--- START ---

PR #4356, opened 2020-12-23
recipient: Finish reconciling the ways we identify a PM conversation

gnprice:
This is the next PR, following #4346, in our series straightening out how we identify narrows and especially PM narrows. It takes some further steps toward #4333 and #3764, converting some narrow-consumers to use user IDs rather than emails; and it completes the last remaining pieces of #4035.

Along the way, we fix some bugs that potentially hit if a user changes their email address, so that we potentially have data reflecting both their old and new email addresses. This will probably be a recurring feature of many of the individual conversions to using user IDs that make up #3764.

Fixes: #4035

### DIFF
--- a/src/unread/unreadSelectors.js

--- END ---

Repeat the records verbatim, every one of them.

### Solution below
PR #4356, opened 2020-12-23
recipient: Finish reconciling the ways we identify a PM conversation

gnprice:
This is the next PR, following #4346, in our series straightening out how we identify narrows and especially PM narrows. It takes some further steps toward #4333 and #3764, converting some narrow-consumers to use user IDs rather than emails; and it completes the last remaining pieces of #4035.

Along the way, we fix some bugs that potentially hit if a user changes their email address, so that we potentially have data reflecting both their old and new email addresses. This will probably be a recurring feature of many of the individual conversions to using user IDs that make up #3764.

Fixes: #4035

### DIFF
--- a/src/unread/unreadSelectors.js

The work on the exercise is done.